Exercise objective:
Gather all lines in the data that hold the string "descriptive".

Material shown:
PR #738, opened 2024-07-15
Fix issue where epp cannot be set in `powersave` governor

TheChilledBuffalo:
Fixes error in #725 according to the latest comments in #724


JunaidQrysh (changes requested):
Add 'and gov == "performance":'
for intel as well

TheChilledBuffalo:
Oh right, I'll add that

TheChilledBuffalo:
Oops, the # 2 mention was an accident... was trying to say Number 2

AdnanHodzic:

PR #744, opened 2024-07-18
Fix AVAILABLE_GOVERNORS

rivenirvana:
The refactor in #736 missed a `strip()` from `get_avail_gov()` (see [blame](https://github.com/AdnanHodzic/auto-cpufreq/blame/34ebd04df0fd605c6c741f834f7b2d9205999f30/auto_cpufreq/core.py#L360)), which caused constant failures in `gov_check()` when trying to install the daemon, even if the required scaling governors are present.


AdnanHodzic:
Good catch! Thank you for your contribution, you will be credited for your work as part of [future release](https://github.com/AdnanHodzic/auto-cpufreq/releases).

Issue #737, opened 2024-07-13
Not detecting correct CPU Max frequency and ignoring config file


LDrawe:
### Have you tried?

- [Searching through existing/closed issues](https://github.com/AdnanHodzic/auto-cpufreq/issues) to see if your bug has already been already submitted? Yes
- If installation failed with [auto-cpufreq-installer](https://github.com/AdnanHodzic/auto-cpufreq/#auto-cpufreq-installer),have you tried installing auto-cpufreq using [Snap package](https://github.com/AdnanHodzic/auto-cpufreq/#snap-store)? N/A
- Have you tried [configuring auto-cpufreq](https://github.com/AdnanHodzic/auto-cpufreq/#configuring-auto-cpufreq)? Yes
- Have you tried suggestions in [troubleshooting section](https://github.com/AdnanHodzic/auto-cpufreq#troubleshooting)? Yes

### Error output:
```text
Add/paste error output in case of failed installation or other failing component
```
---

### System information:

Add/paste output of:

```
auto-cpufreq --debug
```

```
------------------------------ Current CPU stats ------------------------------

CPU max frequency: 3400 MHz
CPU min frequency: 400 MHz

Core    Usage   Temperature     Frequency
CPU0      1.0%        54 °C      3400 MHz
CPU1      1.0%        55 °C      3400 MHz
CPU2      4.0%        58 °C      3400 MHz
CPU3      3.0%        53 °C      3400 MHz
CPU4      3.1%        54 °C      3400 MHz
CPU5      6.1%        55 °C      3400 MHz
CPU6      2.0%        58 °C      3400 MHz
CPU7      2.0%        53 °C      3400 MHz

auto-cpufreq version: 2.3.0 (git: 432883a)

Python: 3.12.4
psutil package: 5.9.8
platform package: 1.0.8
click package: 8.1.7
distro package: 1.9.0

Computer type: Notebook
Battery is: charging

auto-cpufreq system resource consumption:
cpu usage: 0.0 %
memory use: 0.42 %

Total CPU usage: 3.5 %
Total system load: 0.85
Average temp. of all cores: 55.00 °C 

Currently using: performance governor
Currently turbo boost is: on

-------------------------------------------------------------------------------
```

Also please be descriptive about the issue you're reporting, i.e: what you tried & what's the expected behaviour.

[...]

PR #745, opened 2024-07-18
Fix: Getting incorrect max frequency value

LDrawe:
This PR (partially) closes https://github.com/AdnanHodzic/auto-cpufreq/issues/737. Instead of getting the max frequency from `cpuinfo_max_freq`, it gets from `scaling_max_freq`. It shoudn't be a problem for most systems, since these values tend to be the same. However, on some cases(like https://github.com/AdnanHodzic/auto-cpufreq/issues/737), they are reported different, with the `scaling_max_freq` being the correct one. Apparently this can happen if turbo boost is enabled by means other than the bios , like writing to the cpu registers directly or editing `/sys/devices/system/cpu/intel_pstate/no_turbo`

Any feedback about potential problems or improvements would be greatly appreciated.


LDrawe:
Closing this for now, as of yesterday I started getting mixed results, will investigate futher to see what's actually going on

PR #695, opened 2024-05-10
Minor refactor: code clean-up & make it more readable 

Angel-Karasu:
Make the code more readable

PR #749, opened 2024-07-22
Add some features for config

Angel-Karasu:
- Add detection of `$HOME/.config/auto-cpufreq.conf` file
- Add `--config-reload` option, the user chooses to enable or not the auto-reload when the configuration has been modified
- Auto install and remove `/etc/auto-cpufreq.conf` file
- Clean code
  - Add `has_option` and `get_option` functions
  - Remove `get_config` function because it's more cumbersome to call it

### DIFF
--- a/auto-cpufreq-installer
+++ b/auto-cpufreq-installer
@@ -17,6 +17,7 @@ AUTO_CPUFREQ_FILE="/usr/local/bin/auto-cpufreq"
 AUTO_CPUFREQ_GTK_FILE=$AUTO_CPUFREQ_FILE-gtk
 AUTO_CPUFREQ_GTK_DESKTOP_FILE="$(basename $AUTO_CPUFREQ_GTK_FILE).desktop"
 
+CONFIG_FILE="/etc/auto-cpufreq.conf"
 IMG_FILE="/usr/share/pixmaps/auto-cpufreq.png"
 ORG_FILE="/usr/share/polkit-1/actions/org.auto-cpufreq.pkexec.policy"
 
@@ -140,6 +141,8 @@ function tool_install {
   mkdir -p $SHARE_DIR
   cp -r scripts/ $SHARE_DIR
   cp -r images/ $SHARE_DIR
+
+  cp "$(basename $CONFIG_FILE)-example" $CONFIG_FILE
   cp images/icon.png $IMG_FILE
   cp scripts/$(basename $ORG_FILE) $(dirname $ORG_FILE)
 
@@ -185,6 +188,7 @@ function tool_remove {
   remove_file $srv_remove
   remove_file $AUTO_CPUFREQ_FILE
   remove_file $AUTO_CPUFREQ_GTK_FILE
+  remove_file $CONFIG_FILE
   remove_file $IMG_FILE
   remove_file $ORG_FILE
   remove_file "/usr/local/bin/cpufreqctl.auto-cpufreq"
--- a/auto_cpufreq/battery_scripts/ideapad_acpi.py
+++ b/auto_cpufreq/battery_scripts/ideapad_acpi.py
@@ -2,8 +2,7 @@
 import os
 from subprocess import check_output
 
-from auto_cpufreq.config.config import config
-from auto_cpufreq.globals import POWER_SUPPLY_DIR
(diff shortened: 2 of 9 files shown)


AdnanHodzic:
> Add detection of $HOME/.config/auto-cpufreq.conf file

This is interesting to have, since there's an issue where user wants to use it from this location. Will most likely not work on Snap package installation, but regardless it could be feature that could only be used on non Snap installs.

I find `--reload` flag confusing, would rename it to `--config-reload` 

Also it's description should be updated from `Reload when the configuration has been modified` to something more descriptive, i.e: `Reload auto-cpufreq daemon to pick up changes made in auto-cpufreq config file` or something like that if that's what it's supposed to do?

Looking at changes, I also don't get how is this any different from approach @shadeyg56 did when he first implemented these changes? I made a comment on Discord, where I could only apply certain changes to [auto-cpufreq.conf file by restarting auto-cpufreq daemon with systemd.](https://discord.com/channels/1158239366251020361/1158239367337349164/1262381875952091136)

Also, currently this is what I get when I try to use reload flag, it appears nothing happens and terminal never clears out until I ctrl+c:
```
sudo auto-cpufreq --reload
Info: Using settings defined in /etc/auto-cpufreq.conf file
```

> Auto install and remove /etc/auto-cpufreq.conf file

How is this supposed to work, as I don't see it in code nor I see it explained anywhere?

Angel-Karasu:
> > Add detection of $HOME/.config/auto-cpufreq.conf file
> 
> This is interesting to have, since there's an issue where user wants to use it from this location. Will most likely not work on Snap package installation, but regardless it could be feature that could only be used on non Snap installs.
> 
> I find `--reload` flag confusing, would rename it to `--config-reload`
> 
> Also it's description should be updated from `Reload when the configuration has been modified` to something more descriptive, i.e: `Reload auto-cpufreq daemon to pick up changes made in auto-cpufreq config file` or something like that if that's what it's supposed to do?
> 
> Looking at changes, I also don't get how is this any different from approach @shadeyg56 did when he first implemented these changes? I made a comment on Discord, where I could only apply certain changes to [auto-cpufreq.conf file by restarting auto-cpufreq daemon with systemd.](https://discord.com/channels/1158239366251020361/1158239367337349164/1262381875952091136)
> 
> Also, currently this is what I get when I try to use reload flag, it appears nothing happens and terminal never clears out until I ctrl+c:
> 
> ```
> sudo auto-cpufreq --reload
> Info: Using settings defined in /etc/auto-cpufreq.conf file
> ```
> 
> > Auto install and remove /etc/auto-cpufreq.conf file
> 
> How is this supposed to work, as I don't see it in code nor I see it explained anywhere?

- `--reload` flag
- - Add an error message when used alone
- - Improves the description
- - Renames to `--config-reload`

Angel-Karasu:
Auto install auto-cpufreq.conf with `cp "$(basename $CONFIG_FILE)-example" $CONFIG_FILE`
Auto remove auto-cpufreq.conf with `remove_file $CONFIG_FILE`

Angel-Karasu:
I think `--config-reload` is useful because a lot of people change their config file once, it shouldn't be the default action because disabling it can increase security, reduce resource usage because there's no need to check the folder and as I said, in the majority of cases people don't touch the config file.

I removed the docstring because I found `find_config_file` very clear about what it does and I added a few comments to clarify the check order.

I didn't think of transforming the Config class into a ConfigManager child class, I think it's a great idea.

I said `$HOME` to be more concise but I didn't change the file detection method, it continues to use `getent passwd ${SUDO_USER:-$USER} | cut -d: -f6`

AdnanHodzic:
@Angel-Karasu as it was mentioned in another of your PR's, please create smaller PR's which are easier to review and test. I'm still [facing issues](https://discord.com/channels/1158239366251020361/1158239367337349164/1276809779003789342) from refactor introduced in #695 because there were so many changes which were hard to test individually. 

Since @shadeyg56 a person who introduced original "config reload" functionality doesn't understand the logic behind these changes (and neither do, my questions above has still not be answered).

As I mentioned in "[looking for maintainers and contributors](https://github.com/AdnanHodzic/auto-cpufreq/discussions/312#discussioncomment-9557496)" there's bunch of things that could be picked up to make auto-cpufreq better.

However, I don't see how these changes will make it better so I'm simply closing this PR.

Output below:
Also please be descriptive about the issue you're reporting, i.e: what you tried & what's the expected behaviour.
Also it's description should be updated from `Reload when the configuration has been modified` to something more descriptive, i.e: `Reload auto-cpufreq daemon to pick up changes made in auto-cpufreq config file` or something like that if that's what it's supposed to do?
> Also it's description should be updated from `Reload when the configuration has been modified` to something more descriptive, i.e: `Reload auto-cpufreq daemon to pick up changes made in auto-cpufreq config file` or something like that if that's what it's supposed to do?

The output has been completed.